◆ **Task prompt**
If a line of the records contains the string "DomClark", copy it out.

##### Available data #####

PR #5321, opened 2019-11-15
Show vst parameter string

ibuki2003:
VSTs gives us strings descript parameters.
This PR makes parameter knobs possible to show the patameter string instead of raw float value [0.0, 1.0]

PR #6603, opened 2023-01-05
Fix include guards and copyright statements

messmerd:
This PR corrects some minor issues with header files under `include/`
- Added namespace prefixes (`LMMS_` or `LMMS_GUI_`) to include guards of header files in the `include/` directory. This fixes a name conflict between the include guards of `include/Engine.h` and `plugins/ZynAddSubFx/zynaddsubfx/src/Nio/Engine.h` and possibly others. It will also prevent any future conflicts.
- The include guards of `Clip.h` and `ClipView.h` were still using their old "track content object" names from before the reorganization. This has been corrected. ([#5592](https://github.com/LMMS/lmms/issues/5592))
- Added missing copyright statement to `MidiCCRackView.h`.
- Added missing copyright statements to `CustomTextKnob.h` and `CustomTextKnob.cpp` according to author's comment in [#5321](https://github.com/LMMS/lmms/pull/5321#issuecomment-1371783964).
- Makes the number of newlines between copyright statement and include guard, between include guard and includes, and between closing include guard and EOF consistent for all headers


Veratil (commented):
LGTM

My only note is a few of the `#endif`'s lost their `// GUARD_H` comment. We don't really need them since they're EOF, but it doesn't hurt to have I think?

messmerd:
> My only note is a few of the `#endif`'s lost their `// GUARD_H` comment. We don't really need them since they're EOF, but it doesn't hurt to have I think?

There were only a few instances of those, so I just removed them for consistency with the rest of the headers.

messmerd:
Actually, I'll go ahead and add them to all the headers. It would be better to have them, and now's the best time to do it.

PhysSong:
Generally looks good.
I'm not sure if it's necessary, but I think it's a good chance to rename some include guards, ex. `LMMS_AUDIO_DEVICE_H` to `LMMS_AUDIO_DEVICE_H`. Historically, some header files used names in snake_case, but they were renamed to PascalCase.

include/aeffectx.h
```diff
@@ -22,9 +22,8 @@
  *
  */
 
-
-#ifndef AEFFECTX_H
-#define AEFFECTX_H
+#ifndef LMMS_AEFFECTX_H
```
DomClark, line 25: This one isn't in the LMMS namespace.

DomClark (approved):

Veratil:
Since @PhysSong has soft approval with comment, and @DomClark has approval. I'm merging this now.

#####

◆ **Response to the task**
DomClark, line 25: This one isn't in the LMMS namespace.
DomClark (approved):
Since @PhysSong has soft approval with comment, and @DomClark has approval. I'm merging this now.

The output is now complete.